Related foundation lessons

The mechanism — token bucket, the 429 contract, why the edge is the cheapest place to reject — lives in lesson 15; this drill deliberately does not re-derive it. The distributed failure side leans on lesson 13 for the fail-open/closed decision and backoff+jitter (load shedding is C01's sibling — same goal, different timing), and on lesson 07 for why a whale tenant's single counter key is a write hot key that replication can't fix. The eventual-consistency reasoning behind hybrid leases is lesson 09, and the per-hop latency cost of a central store is lesson 02.
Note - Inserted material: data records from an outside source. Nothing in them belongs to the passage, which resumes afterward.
PR #1250, opened 2021-01-22
feat(cloud-crawler): Create CrawlRunner class to manage crawling during a run

RobGallo:
#### Description of changes

At present, this class manages logging and error handling for crawling during a run. In future, it can also manage adding known urls to scan results.

Note: In a few places, the use of `inversify.Container` was changed to `inversify.interfaces.Container` because functions which create the crawler only have the interface type available.

#### Pull request checklist

### DIFF
--- a/packages/web-api-scan-runner/src/crawl-runner/crawl-runner.spec.ts
+++ b/packages/web-api-scan-runner/src/crawl-runner/crawl-runner.spec.ts
@@ -7,6 +7,7 @@ import { Crawler, SimpleCrawlerRunOptions } from 'accessibility-insights-crawler
 import { GlobalLogger } from 'logger';
 import { Page } from 'puppeteer';
 import { IMock, It, Mock, MockBehavior } from 'typemoq';
+import { ServiceConfiguration } from 'common';
 import { ScanMetadataConfig } from '../scan-metadata-config';
 import { ScanMetadata } from '../types/scan-metadata';
 import { CrawlRunner } from './crawl-runner';
@@ -26,9 +27,11 @@ describe('CrawlRunner', () => {
     const baseUrl = 'testUrl';
     const discoveryPatterns = ['testPattern'];
     const page = {} as Page;
+    const urlCrawlLimit = 42;
 
     let loggerMock: IMock<GlobalLogger>;
     let scanMetaDataConfigMock: IMock<ScanMetadataConfig>;
+    let serviceConfigMock: IMock<ServiceConfiguration>;
 
     beforeEach(() => {
         loggerMock = Mock.ofType<GlobalLogger>(undefined, MockBehavior.Loose);
@@ -39,17 +42,25 @@ describe('CrawlRunner', () => {
             .setup((m) => m.getConfig())
             .returns(() => ({ id: scanId } as ScanMetadata))
             .verifiable();
+
+        serviceConfigMock = Mock.ofType<ServiceConfiguration>(undefined, MockBehavior.Strict);
     });
 
     afterEach(() => {
         loggerMock.verifyAll();
         scanMetaDataConfigMock.verifyAll();
+        serviceConfigMock.verifyAll();
     });
 
     it('returns undefined when crawler provider returns null', async () => {
         const crawlerProviderMock = createCrawlerProviderMock(null);
 
-        const crawlRunner = new CrawlRunner(crawlerProviderMock.object, loggerMock.object, scanMetaDataConfigMock.object);
+        const crawlRunner = new CrawlRunner(
+            crawlerProviderMock.object,
+            loggerMock.object,
+            serviceConfigMock.object,
+            scanMetaDataConfigMock.object,
+        );
 
         expect(await crawlRunner.run(baseUrl, discoveryPatterns, page)).toBeUndefined();
 
@@ -65,7 +76,14 @@ describe('CrawlRunner', () => {
 
         const crawlerProviderMock = createCrawlerProviderMock(crawlerMock.object);
 
-        const crawlRunner = new CrawlRunner(crawlerProviderMock.object, loggerMock.object, scanMetaDataConfigMock.object);
+        initServiceConfigMock();
+
+        const crawlRunner = new CrawlRunner(
+            crawlerProviderMock.object,
+            loggerMock.object,
+            serviceConfigMock.object,
+            scanMetaDataConfigMock.object,
+        );
 
         const retVal = await crawlRunner.run(baseUrl, discoveryPatterns, page);
 
@@ -80,6 +98,7 @@ describe('CrawlRunner', () => {
             baseUrl,
             discoveryPatterns,
             page,
+            maxRequestsPerCrawl: urlCrawlLimit,
         } as SimpleCrawlerRunOptions;
 
         let actualRunOptions: SimpleCrawlerRunOptions;
@@ -94,7 +113,14 @@ describe('CrawlRunner', () => {
 
         const crawlerProviderMock = createCrawlerProviderMock(crawlerMock.object);
 
-        const crawlRunner = new CrawlRunner(crawlerProviderMock.object, loggerMock.object, scanMetaDataConfigMock.object);
+        initServiceConfigMock();
+
+        const crawlRunner = new CrawlRunner(
+            crawlerProviderMock.object,
+            loggerMock.object,
+            serviceConfigMock.object,
+            scanMetaDataConfigMock.object,
+        );
 
         const actualRetVal = await crawlRunner.run(baseUrl, discoveryPatterns, page);
 
@@ -113,5 +139,14 @@ describe('CrawlRunner', () => {
             .verifiable();
 
         return crawlerProviderMock;
+    }
+
+    function initServiceConfigMock(): void {
+        serviceConfigMock
+            .setup((m) => m.getConfigValue('crawlConfig'))
+            .returns(async () => ({
+                urlCrawlLimit,
+            }))
+            .verifiable();
     }
 });
--- a/packages/web-api-scan-runner/src/crawl-runner/crawl-runner.spec.ts
+++ b/packages/web-api-scan-runner/src/crawl-runner/crawl-runner.spec.ts
@@ -32,10 +32,13 @@ describe('CrawlRunner', () => {
 
     beforeEach(() => {
         loggerMock = Mock.ofType<GlobalLogger>(undefined, MockBehavior.Loose);
-        loggerMock.setup((m) => m.setCommonProperties({ scanId: scanId }));
+        loggerMock.setup((m) => m.setCommonProperties({ scanId: scanId })).verifiable();
 
         scanMetaDataConfigMock = Mock.ofType<ScanMetadataConfig>(undefined, MockBehavior.Strict);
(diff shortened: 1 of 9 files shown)


packages/web-api-scan-runner/src/crawl-runner/crawl-runner.ts
```diff
@@ -0,0 +1,54 @@
...
+
+@injectable()
+export class CrawlRunner {
+    constructor(
+        @inject(crawlerIocTypes.CrawlerProvider) private readonly getCrawler: CrawlerProvider,
+        @inject(GlobalLogger) private readonly logger: GlobalLogger,
+        @inject(ScanMetadataConfig) scanMetadataConfig: ScanMetadataConfig,
+    ) {
+        const scanMetadata = scanMetadataConfig.getConfig();
+        this.logger.setCommonProperties({ scanId: scanMetadata.id });
```
pownkel, line 20: We shouldn't need to set logger properties in this class. GlobalLogger is a singleton per batch worker task, and setCommonProperties is already called in Runner.run(), so the common logger properties will already be set by the time CrawlRunner.run() executes.

packages/web-api-scan-runner/src/crawl-runner/crawl-runner.ts
```diff
@@ -0,0 +1,54 @@
...
+        } as SimpleCrawlerRunOptions;
+
+        this.logger.logInfo('begin crawl');
+
+        let retVal: string[] | undefined;
+
+        try {
+            retVal = await crawler.crawl(crawlerRunOptions);
+        } catch (ex) {
+            this.logger.logError('Exception thrown during crawl');
```
pownkel, line 44: Instead of logging the exception on a separate line below, could we do:
```suggestion
            this.logger.logError('Exception thrown during crawl', { error: JSON.stringify(ex) });
```

packages/web-api-scan-runner/src/crawl-runner/crawl-runner.ts
```diff
@@ -0,0 +1,54 @@
...
+            this.logger.logInfo(ex);
+
+            return undefined;
+        }
+
+        this.logger.logInfo('crawl succeeded');
```
pownkel, line 50: Could you add something to this log line about how many urls were discovered?

packages/web-api-scan-runner/src/crawl-runner/crawl-runner.ts
```diff
@@ -0,0 +1,54 @@
...
+        if (crawler == null) {
+            this.logger.logInfo('No crawler provided by crawler provider');
+
+            return undefined;
+        }
+
+        const crawlerRunOptions = {
+            baseUrl,
+            discoveryPatterns,
+            page,
```
pownkel, line 34: It might be a good idea to add a value for maxRequestsPerCrawl here (probably the value of the configured urlCrawlLimit)

packages/web-api-scan-runner/src/crawl-runner/crawl-runner.spec.ts
```diff
@@ -0,0 +1,107 @@
...
+    });
+
+    it('returns undefined when crawler provider returns null', async () => {
+        const crawlerProviderMock = createCrawlerProviderMock(null);
+
+        const crawlRunner = new CrawlRunner(crawlerProviderMock.object, loggerMock.object, scanMetaDataConfigMock.object);
+
+        expect(await crawlRunner.run(baseUrl, discoveryPatterns, page)).toBeUndefined();
+
+        crawlerProviderMock.verifyAll();
```
pownkel, line 53: I don't see any verifiable calls set up for this mock, should the call set up in createCrawlerProviderMock be set as verifiable?

packages/web-api-scan-runner/src/crawl-runner/crawl-runner.ts
```diff
@@ -0,0 +1,54 @@
...
+    public async run(baseUrl: string, discoveryPatterns: string[], page: Page): Promise<string[] | undefined> {
+        const crawler = await this.getCrawler();
+        if (crawler == null) {
+            this.logger.logInfo('No crawler provided by crawler provider');
+
+            return undefined;
+        }
+
+        const crawlerRunOptions = {
+            baseUrl,
```
lamaks, line 32: The options set is confusing here b/c we do plan to scan a single or set of pages like five pages at the time. In this case we should pass discovery pattern and array pages to crawl. The base URL is only need if we start continues crawl from base URL and to define default discovery pattern

packages/web-api-scan-runner/src/crawl-runner/crawl-runner.ts
```diff
@@ -0,0 +1,54 @@
...
+            discoveryPatterns,
+            page,
+        } as SimpleCrawlerRunOptions;
+
+        this.logger.logInfo('begin crawl');
```
lamaks, line 37:
```suggestion
        this.logger.logInfo('Starting web page crawling');
```

packages/web-api-scan-runner/src/crawl-runner/crawl-runner.ts
lamaks, line 50:
```suggestion
        this.logger.logInfo('Web page crawling completed successfully');
```

packages/web-api-scan-runner/src/crawl-runner/crawl-runner.ts
lamaks, line 44:
```suggestion
            this.logger.logError('Failure while crawling web page');
```

packages/web-api-scan-runner/src/crawl-runner/crawl-runner.ts
```diff
@@ -0,0 +1,54 @@
+// Copyright (c) Microsoft Corporation. All rights reserved.
+// Licensed under the MIT License.
+
+import { GlobalLogger } from 'logger';
+import { inject, injectable } from 'inversify';
+import { Crawler, iocTypes as crawlerIocTypes, SimpleCrawlerRunOptions } from 'accessibility-insights-crawler';
+import { Page } from 'puppeteer';
+import { ScanMetadataConfig } from '../scan-metadata-config';
+
```
lamaks, line 9:
```suggestion
import { System } from 'common';
```

packages/web-api-scan-runner/src/crawl-runner/crawl-runner.spec.ts
```diff
@@ -0,0 +1,107 @@
...
+        } as SimpleCrawlerRunOptions;
+
+        let actualRunOptions: SimpleCrawlerRunOptions;
+        const expectedRetVal = ['discoveredUrl'];
+
+        const crawlerMock = Mock.ofType(CrawlerMock);
+        crawlerMock
+            .setup((m) => m.crawl(It.isAny()))
+            .callback((runOptions) => (actualRunOptions = runOptions))
+            .returns(async () => expectedRetVal);
```
pownkel, line 86: Can be simplified to
```suggestion
            .setup((m) => m.crawl(actualRunOptions))
            .returns(async () => expectedRetVal)
            .verifiable();
```
This would also remove the need to validate the value of actualRunOptions at the end of the test

packages/web-api-scan-runner/src/crawl-runner/crawl-runner.ts
pownkel: When we scan multiple pages at a time, where do those urls come from? We assumed that each time the crawler is called in the batch worker we're only discovering URLs on a single page, which is the same page that is scanned in the same batch task.

packages/web-api-scan-runner/src/crawl-runner/crawl-runner.ts
pownkel, line 34:
```suggestion
            page.getUnderlyingPage(),
```
Uses the puppeteer page instead of our wrapper

packages/web-api-scan-runner/src/crawl-runner/crawl-runner.spec.ts
RobGallo: Mocks are verifiable by default.

packages/web-api-scan-runner/src/crawl-runner/crawl-runner.ts
RobGallo: I've applied this suggestion in combination with Kelsey's suggestion.

RobGallo: I've applied this suggestion in combination with Maxim's suggestion.

packages/web-api-scan-runner/src/crawl-runner/crawl-runner.spec.ts
RobGallo: I mistakenly thought that it wasn't necessary to call verifiable. I conflated that with the fact that it isn't necessary to pass a parameter to verifiable if you intent the function to be called only once.

packages/web-api-scan-runner/src/crawl-runner/crawl-runner.spec.ts
RobGallo: I don't think so. The parameter indicates an object to match, not an object to assign the passed in value to. Plus I tried it just to be sure and I got an error saying actualRunOptions can't be undefined, which it is at that point.

packages/web-api-scan-runner/src/crawl-runner/crawl-runner.ts
RobGallo: There's no guarantee the id will be set at the point when the CrawlRunner may need it. The Runner class sets the id, but because the CrawlRunner is actually instantiated first, the CrawlRunner is now the first object to set the id.
This is a bit of a flaw in the design IMO. The logger interface consumed by classes which need to log should not give access to setting the scan id if they aren't intended to set it.
In the end, for the moment, we know that the logger isn't used in the CrawlRunner before the scan id is set. But that would be very easy to overlook if the code were to change.
My current thinking is that I'd rather set the id twice than cause a problem if the code changes. I also think the problem wouldn't be detected by unit tests if the code changes.

packages/web-api-scan-runner/src/crawl-runner/crawl-runner.ts
RobGallo: Done.

packages/web-api-scan-runner/src/crawl-runner/crawl-runner.spec.ts
pownkel: Oops, I meant expectedRunOptions, not actualRunOptions. That will match against the expected value without the additional equality check below.

RobGallo: So I didn't do this initially because I wasn't certain the equality comparison between two objects in the mock call would work. Turns out it does, so I've made the change. I will say this though: it makes the error message you get when the two objects don't match a good bit more confusing.

packages/web-api-scan-runner/src/crawl-runner/crawl-runner.ts
RobGallo: Done.

pownkel (approved):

Rate limiting and edge Fault tolerance Partitioning Consistency & CAP Latency and throughput
Takeaway
The token bucket is lesson 15's; don't re-derive it in the room. C01 is won on the next sentence: a limit is only meaningful if it maps to a knowable global rate, and the moment you have N autoscaling nodes, "divide by N" makes that rate drift to whatever the client and the autoscaler choose (100 → 160 on a 10→25 scale-up). Central Redis buys exactness for a hop per request and a hot key; hybrid leases buy a local hot path for bounded drift. Make the atomicity, the fail-mode, and the whale-tenant decisions out loud — that's the senior signal.